“Morning’s at Seven” a light look at family jealousies, rivalries and betrayals

By Lucy Komisar

“Morning’s at Seven” written in 1939 by Paul Osborn, starts out as a small town family story of the innocent 1920s. It’s often comic, but it’s also a serious look at the difficulties and hidden sorrows that afflict people who seem quite comfortable, discontents that begin to dominate as they get older.

This is a fine production, well-acted by an accomplished Broadway-credits cast and smoothly directed by Dan Wackerman.

Alley Mills as Arry, Lindsay Crouse as Cora, Patty McCormack as Esty, and Alma Cuervo as Ida, photo Maria Baranova.

The four Gibbs sisters live in two grey clapboard two-story houses next door to each other or up the road. Three have husbands, and all are just short of or past 70. It’s the midwest, but could be anywhere.

Cora (a distraught Lindsay Crouse) has a gnawing unhappiness, because her sister Arry (Alley Mills) appears to have an unspoken connection to Cora’s husband Thor (the placid Dan Lauria) and has lived with them for 45 years. Thor seems unaware or uncaring about the non-sexual ménage à trois that is eating at his wife.

Airy is the “spinster,” as they were called in those days. Not that she was an adventurous, creative women who wanted independence; she just never found a guy. She is also a busy body. Mills does a comic turn in her skin.

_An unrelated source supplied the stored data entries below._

PR #859, opened 2023-10-12
Polio 1217 reasons for delay interface

quang-le:

Related JIRA tickets :  POLIO-1217

- [ ] Are there enough tests

## Changes

- Add dependency to django-translated-fields
- Add `ReasonForDelay`model:
- Add `reason_for_delay` ForeignKeyField to `RoundDatesHistoryEntry`
- Deprecate `reason`field.
- Add API endpoint to GET, POST and PATCH
- Replace `reason` with `reason_for_delay` in existing front-end code (`ReasonForDelayModal` mostly)
- Split Polio > Config menu entry in 2 sub menus: country and reasons for delay
- Add Reasons for delay page:
   - Create button: create new reason. `
       - Key` field is mandatory and has regex validation and an info popper to clarify constraints to users
       - English translation is mandatory and will be used as fallback when no translation for French is provided
   - Table view: edit button available. Same as Create, without the info popover. Key field is not editable 

## How to test

- Go to Polio > Configurations > Reasons for delay. Try:
    - Adding
    - Editing
    - Saving without FR translation
- Go to Polio > Campaigns. try to edit a round with the reason just added
- Also check the round dates history table

## Print screen / video

https://github.com/BLSQ/iaso/assets/38907762/ee07c37b-cdd5-4a0b-b407-378daf2ac4f0

## Notes

**IMPORTANT** PowerBI dashboards will need to be updated to use `reason_for_delay` i.o. `reason`. Other than that nothing should change

Reviewers: Please have a careful look at the migration as it was a bit tricky and there's prod data to migrate


plugins/polio/models.py
```diff
@@ -174,12 +176,31 @@ class RoundDateHistoryEntry(models.Model):
...
+    reason_for_delay = models.ForeignKey(
+        "ReasonForDelay", on_delete=models.PROTECT, null=True, blank=True, related_name="round_history_entries"
+    )
     round = models.ForeignKey("Round", on_delete=models.CASCADE, related_name="datelogs", null=True, blank=True)
     modified_by = models.ForeignKey("auth.User", on_delete=models.PROTECT, null=True, blank=True)
     created_at = models.DateTimeField(auto_now_add=True)
 
 
+class ReasonForDelay(SoftDeletableModel):
+    name = TranslatedField(models.CharField(_("name"), max_length=200), {"fr": {"blank": True, "null": True}})
```
kemar:
```suggestion
    name = TranslatedField(models.CharField(_("name"), max_length=200), {"fr": {"blank": True}})
```

It's better to avoid using [`null` on string-based fields](https://docs.djangoproject.com/en/4.2/ref/models/fields/#django.db.models.Field.null).

plugins/polio/models.py
```diff
@@ -174,12 +176,31 @@ class RoundDateHistoryEntry(models.Model):
...
+    key_name = models.CharField(null=True, blank=True, max_length=200, validators=[RegexValidator(r"^[A-Z_]+$")])
```
kemar: Do we really need this `key_name` field?
Why not just a unique `name` by account?
Unless I missed something, I think the code could be simpler without it.

Otherwise:

```suggestion
    key_name = models.CharField(blank=True, max_length=200, validators=[RegexValidator(r"^[A-Z_]+$")])
```

plugins/polio/migrations/0149_create_reasons_for_delay.py
```diff
@@ -0,0 +1,69 @@
...
+        "fr": "Intervalle de 4 semaines entre les rounds à respecter",
+    },
+    "OTHER_VACCINATION_CAMPAIGNS": {"en": "Other vaccination campaigns", "fr": "Autres campagnes de vaccination"},
+}
+
+
+def create_reasons_for_delay(apps, schema_editor):
+    ReasonForDelay = apps.get_model("polio", "ReasonForDelay")
+    text_choice_keys = [choice.name for choice in DelayReasons]
+    for choice_key in text_choice_keys:
```
kemar:
```suggestion
    for choice_key in DelayReasons.values:
```

This would give you the same result.

plugins/polio/models.py
```diff
@@ -174,12 +176,31 @@ class RoundDateHistoryEntry(models.Model):
     previous_ended_at = models.DateField(null=True, blank=True)
     started_at = models.DateField(null=True, blank=True)
     ended_at = models.DateField(null=True, blank=True)
+    # Deprecated.
```
kemar: Couldn't we delete the field then?

plugins/polio/admin.py
```diff
@@ -130,11 +131,16 @@ class VaccineAuthorizationsAdmin(admin.ModelAdmin):
     raw_id_fields = ("country",)
 
 
+class ReasonForDelayAdmin(admin.ModelAdmin):
```
kemar, line 135:
```suggestion
@admin.register(ReasonForDelay)
class ReasonForDelayAdmin(admin.ModelAdmin):
```

[This decorator](https://docs.djangoproject.com/en/4.2/ref/contrib/admin/#the-register-decorator) allows to keep things closer instead of putting everything at the end of the file:

~`admin.site.register(ReasonForDelay, ReasonForDelayAdmin)`~

plugins/polio/api/campaigns/campaigns.py
```diff
@@ -258,10 +258,19 @@ def update(self, instance: Campaign, validated_data):
             # we pop the campaign since we use the set afterward which will also remove the deleted one
             round_data.pop("campaign", None)
             scopes = round_data.pop("scopes", [])
+
+            # # Replace ReasonForDelay instance with key_name to avoid type error when calling is_valid
```
kemar:
```suggestion
            # Replace ReasonForDelay instance with key_name to avoid type error when calling is_valid
```

BTW, not sure to understand this comment. Let's talk about it.

plugins/polio/api/rounds/reasons_for_delay.py
```diff
@@ -0,0 +1,95 @@
...
+    def get_times_selected(self, reason_for_delay):
+        return len(list(reason_for_delay.round_history_entries.all()))
+
+    def validate(self, data):
+        key_name = data.get("key_name", None)
+        name_en = data.get("name_en", None)
+        if key_name is None:
+            raise serializers.ValidationError("requiredField")
+        if name_en is None:
+            raise serializers.ValidationError("requiredField")
```
kemar, line 58: Checking `name_en` could be redundant, since this its mandatory at the model level and DRF should validate it "out of the box".

You can try in a Python shell like that:

```python
reason_serializer = ReasonForDelaySerializer(data={"foo":1})
reason_serializer.is_valid()
reason_serializer.errors
```

plugins/polio/api/rounds/reasons_for_delay.py
```diff
@@ -0,0 +1,95 @@
...
+    times_selected = serializers.SerializerMethodField()
+
+    def get_times_selected(self, reason_for_delay):
+        return len(list(reason_for_delay.round_history_entries.all()))
+
+    def validate(self, data):
+        key_name = data.get("key_name", None)
+        name_en = data.get("name_en", None)
+        if key_name is None:
+            raise serializers.ValidationError("requiredField")
```
kemar, line 56: If `key_name` is required, why not making it required at the model level?

plugins/polio/api/rounds/reasons_for_delay.py
```diff
@@ -0,0 +1,95 @@
...
+        if name_en is None:
+            raise serializers.ValidationError("requiredField")
+        # Checking that updates are made from user from the same accont as the Reason for delay
+        if self.instance is not None:
+            user_account = self.context["request"].user.iaso_profile.account
+            if user_account != self.instance.account:
+                raise serializers.ValidationError("wrongUserAccount")
```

Alma Cuervo as Ida, Jonathan Spivey as Homer & Keri Safran as Myrtle, photo Maria Baranova.

Ida (a seemingly solid Alma Cuervo) has a husband Carl (a flakey John Rubinstein), who at 68 feels a failure and is consumed by never having taken the right “fork in the road” to became a dentist.

Their son Homer (Jonathan Spivey, even more flakey) is 40 and has been engaged for 12 years but spends every night at home. He likes living at home, he says: “I’ve got all my things here.” Carl has built a house for him and his bride (if he marries her), but it’s stayed empty for years.

On this day, Homer has brought his betrothed Myrtle (Keri Safran) home to meet his parents for the first time. She is 39, a charmer, and we wonder what she sees in her beau.

Homer tells mother, “She asked what size underwear I wear.” Ida cries, “I never thought she’d buy your underwear.”

Tony Roberts as David and John Rubinstein as Carl, photo Maria Baranova.

Esther, called Esty (a very good Patty McCormack), the most together and appealing of the sisters, has a husband David (equally good Tony Roberts), a former professor who still wears a vest and bowtie and is pretentious and even obnoxious. He tries to use Carl to get back at his wife.

Homer says, “Uncle David is highly educated, he doesn’t like us. He thinks we’re moronic. But David admits that in the eyes of the world he is a failure. We never learn why. McCormack plays Esty as a lot smarter than David. If the play were taking place in feminist times, they’d be long divorced.

This family suffers not just from disappointment, but from arrested development often displayed in family jealousies, rivalries and betrayals.

Dan Lauria as Thor and Alley Mills as Arry. photo Maria Baranova.

Desperately, several of them try to figure out how to to fix their lives, and they come up with a musical chairs of living arrangements. The deus ex machina turns out to be the revelation of a secret about what happen between Arry and Thor when she was 17.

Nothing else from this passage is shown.